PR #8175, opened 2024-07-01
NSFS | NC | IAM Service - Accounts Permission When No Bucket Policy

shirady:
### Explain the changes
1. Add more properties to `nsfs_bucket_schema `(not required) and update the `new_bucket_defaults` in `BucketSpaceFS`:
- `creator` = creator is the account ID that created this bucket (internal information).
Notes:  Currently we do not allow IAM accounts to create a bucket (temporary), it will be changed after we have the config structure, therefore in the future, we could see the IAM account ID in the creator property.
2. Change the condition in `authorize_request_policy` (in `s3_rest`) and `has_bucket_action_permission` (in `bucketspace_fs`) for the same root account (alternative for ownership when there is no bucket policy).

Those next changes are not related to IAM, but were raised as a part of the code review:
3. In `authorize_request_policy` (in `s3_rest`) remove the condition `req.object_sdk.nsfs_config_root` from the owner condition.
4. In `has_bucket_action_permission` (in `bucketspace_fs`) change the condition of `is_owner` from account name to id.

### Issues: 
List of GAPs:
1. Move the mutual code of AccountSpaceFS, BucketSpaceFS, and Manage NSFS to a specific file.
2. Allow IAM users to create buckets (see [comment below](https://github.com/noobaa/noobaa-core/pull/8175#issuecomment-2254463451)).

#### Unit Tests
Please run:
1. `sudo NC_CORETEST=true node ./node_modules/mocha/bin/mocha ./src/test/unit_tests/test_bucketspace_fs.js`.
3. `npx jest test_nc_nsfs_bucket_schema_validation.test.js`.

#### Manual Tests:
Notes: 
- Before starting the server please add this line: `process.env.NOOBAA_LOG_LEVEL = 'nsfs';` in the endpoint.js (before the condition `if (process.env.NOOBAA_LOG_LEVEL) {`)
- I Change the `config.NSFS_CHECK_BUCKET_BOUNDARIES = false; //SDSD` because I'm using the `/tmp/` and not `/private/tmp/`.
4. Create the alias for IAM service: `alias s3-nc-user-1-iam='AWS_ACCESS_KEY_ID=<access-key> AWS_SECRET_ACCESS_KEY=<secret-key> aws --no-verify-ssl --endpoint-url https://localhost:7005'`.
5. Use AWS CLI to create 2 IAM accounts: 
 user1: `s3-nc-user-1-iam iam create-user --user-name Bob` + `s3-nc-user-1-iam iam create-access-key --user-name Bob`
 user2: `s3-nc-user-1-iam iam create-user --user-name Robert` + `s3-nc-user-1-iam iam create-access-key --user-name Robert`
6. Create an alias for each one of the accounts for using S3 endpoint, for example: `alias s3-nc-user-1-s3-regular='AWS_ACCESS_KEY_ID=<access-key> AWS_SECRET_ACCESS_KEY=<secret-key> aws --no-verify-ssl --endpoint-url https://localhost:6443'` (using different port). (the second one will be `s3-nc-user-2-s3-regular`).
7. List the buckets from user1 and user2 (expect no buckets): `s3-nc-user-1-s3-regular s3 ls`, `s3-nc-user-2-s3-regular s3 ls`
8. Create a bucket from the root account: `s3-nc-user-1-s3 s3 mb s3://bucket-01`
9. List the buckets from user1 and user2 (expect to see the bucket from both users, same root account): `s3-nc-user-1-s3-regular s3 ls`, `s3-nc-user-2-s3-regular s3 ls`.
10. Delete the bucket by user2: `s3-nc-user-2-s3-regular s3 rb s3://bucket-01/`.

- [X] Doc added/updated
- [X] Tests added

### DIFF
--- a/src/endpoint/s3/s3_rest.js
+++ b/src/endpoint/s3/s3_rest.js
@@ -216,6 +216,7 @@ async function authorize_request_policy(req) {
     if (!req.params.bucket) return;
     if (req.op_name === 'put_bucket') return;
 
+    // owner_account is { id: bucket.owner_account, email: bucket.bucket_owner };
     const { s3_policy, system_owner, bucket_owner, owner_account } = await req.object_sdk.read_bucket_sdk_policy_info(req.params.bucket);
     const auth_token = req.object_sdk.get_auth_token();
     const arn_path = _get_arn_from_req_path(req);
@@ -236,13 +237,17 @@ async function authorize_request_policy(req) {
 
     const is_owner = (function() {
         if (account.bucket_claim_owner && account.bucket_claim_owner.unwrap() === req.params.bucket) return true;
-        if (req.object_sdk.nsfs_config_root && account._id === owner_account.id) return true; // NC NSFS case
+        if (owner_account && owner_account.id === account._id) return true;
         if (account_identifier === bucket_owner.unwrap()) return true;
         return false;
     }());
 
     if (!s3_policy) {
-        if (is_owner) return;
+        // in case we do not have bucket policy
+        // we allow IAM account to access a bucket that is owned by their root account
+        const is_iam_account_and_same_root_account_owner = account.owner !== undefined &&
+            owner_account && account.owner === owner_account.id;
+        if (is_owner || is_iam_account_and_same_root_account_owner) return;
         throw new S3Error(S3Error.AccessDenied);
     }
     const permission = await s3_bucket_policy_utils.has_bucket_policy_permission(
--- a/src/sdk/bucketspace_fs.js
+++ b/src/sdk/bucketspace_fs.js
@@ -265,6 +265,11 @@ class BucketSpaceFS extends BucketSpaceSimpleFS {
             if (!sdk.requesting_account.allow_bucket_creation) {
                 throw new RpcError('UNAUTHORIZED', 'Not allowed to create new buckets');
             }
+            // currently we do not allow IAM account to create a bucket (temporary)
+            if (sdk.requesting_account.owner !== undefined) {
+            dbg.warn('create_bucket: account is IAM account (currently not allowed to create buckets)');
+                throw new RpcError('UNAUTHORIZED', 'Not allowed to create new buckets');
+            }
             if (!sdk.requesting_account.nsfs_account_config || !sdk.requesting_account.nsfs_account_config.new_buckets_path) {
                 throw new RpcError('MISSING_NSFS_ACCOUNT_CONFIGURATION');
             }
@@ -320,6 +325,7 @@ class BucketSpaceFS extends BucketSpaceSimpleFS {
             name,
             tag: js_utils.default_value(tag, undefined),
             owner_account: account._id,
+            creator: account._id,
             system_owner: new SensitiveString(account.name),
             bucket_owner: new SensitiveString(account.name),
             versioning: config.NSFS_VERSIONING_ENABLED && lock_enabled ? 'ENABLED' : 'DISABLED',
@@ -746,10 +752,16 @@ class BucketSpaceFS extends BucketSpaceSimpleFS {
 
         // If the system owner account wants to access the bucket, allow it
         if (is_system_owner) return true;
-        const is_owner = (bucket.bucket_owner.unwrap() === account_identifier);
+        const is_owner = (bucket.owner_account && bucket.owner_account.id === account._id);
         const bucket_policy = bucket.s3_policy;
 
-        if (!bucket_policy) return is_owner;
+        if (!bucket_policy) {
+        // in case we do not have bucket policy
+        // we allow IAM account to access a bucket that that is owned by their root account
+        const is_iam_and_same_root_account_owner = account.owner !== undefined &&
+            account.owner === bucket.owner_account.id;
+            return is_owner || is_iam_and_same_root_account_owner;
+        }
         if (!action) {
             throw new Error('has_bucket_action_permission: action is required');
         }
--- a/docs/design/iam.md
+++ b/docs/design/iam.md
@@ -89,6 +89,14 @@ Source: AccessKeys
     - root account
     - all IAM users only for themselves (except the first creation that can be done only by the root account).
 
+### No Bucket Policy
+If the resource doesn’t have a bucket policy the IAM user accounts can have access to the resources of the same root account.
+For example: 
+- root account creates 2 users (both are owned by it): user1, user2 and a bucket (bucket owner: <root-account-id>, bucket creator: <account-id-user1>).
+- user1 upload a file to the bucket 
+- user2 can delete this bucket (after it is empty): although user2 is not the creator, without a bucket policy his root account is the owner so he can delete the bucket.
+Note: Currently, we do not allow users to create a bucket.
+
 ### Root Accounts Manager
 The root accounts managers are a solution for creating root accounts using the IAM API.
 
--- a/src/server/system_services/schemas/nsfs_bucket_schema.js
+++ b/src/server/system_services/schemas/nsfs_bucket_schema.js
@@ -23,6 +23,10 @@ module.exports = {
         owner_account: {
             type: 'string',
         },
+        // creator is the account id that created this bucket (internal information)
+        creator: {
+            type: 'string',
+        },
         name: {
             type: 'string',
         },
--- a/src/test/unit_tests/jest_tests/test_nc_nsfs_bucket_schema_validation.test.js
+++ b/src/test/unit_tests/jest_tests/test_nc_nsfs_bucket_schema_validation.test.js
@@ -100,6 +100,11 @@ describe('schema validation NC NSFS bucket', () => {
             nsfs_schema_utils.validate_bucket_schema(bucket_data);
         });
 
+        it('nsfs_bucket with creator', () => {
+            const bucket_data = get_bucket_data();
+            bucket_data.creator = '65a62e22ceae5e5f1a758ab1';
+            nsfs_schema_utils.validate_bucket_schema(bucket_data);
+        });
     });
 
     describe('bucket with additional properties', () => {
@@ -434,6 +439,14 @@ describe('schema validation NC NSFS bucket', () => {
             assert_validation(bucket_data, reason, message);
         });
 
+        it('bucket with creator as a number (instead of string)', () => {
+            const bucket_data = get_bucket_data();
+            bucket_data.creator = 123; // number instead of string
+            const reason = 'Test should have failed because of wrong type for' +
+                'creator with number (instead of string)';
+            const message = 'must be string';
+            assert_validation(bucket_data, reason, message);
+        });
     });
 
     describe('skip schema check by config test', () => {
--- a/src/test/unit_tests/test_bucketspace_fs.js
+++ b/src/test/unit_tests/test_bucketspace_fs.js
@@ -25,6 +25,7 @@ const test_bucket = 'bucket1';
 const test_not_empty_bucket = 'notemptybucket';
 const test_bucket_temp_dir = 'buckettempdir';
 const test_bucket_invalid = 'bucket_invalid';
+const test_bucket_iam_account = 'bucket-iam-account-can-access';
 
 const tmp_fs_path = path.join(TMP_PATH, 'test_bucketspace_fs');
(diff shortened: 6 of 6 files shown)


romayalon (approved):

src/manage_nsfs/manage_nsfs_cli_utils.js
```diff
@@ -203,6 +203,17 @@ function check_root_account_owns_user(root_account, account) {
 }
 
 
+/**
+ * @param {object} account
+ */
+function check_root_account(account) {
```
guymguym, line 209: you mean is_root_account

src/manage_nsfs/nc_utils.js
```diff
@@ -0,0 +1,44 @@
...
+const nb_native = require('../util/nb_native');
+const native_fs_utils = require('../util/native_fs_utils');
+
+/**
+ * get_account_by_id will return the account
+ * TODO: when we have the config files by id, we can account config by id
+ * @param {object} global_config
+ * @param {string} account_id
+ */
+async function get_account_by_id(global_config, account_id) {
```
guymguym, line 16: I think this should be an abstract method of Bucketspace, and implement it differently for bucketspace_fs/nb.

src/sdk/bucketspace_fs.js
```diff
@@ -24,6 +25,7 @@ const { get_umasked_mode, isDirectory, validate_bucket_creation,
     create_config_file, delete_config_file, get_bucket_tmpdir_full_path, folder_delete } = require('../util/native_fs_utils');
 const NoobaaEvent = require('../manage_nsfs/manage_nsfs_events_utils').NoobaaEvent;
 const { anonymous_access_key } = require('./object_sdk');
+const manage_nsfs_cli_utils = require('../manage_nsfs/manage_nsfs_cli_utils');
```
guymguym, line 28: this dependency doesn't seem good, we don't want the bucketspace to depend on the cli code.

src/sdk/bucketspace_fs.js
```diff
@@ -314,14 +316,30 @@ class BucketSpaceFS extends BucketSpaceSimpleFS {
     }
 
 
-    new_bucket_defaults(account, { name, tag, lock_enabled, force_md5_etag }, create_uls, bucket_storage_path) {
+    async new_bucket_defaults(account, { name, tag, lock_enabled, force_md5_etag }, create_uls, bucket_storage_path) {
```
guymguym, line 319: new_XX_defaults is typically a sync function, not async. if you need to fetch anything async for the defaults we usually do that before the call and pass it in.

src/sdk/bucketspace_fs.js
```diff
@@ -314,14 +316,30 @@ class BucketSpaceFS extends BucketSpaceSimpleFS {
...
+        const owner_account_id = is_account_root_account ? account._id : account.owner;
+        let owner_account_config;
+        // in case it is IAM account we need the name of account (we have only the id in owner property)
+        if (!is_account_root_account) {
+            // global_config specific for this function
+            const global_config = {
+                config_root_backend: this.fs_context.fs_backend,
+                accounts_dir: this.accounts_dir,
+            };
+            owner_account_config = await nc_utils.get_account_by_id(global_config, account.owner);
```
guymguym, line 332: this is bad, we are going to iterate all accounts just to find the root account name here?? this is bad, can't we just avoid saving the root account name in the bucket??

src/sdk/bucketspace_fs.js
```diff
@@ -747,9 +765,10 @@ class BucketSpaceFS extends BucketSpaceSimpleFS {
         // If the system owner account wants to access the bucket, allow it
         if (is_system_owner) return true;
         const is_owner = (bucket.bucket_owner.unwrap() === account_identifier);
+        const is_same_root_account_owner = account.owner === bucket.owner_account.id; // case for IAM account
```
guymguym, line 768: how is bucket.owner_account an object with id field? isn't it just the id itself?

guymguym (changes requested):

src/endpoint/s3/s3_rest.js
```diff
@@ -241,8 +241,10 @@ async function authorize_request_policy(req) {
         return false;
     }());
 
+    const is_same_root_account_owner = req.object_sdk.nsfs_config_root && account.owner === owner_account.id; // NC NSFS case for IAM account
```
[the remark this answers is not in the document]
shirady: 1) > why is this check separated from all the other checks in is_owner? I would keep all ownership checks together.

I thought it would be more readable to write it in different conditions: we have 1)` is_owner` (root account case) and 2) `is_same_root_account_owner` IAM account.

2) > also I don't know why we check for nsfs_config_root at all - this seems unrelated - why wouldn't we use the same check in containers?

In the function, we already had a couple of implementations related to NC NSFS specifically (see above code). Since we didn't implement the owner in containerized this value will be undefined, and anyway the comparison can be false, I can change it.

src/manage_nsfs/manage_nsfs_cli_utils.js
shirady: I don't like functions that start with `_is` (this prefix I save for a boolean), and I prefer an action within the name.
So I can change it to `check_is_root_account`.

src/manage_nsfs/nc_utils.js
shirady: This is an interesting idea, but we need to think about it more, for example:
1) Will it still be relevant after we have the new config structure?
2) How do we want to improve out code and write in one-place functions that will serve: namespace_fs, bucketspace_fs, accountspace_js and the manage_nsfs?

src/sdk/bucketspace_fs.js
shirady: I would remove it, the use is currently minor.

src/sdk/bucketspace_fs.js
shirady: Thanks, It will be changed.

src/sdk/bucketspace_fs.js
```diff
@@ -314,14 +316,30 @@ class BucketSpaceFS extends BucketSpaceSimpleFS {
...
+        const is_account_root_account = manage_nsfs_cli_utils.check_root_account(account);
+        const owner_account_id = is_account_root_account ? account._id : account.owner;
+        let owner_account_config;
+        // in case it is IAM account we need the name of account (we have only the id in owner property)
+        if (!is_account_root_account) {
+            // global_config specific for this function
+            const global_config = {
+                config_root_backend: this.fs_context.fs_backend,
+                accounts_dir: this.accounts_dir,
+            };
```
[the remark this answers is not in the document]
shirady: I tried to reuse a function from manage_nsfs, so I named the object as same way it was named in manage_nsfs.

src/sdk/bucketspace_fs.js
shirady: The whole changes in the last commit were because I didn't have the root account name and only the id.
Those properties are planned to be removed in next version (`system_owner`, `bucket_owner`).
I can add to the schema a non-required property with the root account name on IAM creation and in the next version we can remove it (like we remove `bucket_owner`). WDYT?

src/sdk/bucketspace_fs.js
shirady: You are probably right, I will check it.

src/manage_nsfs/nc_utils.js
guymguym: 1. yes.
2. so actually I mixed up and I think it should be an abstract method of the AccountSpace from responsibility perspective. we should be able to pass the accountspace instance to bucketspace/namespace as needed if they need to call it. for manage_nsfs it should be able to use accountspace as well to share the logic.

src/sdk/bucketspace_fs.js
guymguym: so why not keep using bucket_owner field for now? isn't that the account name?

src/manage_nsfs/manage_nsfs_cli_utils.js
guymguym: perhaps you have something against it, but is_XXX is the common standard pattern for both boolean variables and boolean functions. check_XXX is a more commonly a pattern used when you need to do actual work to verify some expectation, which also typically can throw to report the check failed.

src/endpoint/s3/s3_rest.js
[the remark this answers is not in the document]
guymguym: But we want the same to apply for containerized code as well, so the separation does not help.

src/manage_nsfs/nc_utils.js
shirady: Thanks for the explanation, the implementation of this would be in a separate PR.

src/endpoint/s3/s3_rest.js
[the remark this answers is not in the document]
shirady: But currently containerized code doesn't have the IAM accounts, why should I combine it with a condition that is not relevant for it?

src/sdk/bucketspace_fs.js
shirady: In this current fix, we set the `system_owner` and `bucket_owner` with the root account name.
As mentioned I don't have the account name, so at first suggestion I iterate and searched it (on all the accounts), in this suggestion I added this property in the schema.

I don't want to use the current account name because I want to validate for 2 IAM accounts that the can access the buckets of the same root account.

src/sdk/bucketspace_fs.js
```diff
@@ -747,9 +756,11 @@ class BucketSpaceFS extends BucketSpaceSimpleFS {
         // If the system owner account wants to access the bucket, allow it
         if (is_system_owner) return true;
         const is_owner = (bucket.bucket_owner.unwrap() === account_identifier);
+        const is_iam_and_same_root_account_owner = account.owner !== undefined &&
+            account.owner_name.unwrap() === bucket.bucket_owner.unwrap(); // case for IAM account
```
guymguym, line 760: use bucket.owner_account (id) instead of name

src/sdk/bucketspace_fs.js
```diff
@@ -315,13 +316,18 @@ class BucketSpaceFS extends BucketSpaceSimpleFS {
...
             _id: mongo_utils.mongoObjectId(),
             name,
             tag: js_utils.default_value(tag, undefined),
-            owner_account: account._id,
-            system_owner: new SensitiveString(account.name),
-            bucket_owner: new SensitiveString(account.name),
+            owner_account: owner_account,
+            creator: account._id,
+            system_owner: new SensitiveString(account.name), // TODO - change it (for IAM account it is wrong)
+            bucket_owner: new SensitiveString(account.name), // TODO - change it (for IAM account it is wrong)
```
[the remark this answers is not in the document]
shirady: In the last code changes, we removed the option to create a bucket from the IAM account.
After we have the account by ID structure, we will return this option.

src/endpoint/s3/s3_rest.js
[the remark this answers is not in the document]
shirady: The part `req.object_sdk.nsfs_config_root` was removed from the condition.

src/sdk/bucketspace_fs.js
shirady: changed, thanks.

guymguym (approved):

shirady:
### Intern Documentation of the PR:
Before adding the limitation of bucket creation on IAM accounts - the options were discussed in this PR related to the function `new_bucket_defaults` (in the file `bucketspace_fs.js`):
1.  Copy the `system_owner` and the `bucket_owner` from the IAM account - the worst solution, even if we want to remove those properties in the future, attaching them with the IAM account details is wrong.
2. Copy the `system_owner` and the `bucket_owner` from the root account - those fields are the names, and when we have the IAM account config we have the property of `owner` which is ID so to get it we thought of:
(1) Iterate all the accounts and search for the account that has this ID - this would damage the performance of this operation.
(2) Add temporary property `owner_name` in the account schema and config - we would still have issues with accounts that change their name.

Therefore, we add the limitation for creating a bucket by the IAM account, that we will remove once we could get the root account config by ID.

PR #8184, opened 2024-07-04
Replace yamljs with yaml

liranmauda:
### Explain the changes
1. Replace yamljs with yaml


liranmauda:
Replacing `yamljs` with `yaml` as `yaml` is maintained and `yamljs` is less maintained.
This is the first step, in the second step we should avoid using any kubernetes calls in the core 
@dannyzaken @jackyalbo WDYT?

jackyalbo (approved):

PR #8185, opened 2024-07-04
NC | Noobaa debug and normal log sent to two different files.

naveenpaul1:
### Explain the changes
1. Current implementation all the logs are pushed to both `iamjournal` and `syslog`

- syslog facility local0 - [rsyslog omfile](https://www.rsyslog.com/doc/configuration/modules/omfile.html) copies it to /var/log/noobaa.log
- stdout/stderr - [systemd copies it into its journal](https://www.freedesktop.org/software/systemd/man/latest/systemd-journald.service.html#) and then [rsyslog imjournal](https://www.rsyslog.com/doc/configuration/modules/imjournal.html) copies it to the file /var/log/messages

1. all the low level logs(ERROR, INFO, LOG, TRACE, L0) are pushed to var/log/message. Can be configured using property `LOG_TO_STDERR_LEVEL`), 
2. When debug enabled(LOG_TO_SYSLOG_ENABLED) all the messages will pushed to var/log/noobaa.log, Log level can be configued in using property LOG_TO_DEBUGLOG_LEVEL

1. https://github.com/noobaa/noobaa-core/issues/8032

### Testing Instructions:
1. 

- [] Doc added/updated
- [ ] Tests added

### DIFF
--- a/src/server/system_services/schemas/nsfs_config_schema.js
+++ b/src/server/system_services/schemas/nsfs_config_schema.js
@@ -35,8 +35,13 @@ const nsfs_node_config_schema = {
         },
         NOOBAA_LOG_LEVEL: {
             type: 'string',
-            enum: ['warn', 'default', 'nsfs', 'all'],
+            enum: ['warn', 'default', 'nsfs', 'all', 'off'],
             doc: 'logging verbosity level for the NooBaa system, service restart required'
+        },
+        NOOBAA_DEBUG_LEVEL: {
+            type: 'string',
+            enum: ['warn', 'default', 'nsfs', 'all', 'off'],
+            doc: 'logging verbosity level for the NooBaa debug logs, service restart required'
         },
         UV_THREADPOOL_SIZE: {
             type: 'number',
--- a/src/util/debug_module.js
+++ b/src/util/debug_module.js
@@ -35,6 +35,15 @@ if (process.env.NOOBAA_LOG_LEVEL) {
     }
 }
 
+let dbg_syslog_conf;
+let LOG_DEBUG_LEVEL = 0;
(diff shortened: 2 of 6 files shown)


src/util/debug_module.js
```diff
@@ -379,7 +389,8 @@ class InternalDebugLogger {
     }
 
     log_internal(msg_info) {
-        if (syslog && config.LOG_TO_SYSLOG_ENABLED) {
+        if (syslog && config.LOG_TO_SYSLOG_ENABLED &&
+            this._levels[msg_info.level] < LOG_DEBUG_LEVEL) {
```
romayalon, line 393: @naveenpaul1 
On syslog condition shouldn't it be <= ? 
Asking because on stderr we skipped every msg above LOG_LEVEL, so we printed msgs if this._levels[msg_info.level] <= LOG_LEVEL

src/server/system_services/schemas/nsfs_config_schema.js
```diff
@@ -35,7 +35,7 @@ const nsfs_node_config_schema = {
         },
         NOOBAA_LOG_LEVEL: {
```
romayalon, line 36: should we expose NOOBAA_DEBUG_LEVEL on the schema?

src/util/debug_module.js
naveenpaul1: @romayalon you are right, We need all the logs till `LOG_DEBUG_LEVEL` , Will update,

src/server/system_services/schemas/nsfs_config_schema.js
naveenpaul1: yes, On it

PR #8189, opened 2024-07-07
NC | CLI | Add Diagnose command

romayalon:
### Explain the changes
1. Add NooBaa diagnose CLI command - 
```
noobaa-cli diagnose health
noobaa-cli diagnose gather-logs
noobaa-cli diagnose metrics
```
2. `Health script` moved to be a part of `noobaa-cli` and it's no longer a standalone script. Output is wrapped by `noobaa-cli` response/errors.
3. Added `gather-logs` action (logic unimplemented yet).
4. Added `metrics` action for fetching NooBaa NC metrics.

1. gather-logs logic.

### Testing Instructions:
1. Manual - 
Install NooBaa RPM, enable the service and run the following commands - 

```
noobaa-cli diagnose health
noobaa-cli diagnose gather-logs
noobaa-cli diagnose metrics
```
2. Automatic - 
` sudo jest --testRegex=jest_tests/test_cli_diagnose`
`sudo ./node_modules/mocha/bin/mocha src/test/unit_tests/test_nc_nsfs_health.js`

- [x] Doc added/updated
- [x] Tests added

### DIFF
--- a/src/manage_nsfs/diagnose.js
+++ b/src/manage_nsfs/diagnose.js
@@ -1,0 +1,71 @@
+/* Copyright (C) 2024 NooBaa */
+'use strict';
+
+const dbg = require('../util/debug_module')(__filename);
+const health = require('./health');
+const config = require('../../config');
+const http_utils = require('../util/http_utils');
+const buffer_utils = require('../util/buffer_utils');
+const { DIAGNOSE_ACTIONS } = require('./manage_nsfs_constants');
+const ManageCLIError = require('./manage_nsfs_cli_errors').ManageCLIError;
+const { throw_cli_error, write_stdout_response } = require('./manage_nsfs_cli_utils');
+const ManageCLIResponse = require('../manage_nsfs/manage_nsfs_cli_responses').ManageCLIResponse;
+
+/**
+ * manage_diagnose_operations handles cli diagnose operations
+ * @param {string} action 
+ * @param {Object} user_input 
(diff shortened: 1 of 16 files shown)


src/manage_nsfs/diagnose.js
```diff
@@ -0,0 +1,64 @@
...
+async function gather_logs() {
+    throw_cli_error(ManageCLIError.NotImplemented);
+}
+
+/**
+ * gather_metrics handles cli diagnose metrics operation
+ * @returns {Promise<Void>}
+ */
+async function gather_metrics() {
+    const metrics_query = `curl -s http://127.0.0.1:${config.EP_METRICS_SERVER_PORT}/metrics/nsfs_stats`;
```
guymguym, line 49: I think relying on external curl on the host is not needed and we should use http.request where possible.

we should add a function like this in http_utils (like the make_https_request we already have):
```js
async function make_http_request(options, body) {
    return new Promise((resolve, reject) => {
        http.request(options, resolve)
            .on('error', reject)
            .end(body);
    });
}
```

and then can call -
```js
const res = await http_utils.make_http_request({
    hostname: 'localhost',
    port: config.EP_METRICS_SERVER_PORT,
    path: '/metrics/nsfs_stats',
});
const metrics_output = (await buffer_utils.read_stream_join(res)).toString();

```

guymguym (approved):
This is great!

----

Task to carry out
From the very first line of the data through the line with "the creator property." in it, please reproduce each line exactly and output nothing more.

Response area
PR #8175, opened 2024-07-01
NSFS | NC | IAM Service - Accounts Permission When No Bucket Policy

shirady:
### Explain the changes
1. Add more properties to `nsfs_bucket_schema `(not required) and update the `new_bucket_defaults` in `BucketSpaceFS`:
- `creator` = creator is the account ID that created this bucket (internal information).
Notes:  Currently we do not allow IAM accounts to create a bucket (temporary), it will be changed after we have the config structure, therefore in the future, we could see the IAM account ID in the creator property.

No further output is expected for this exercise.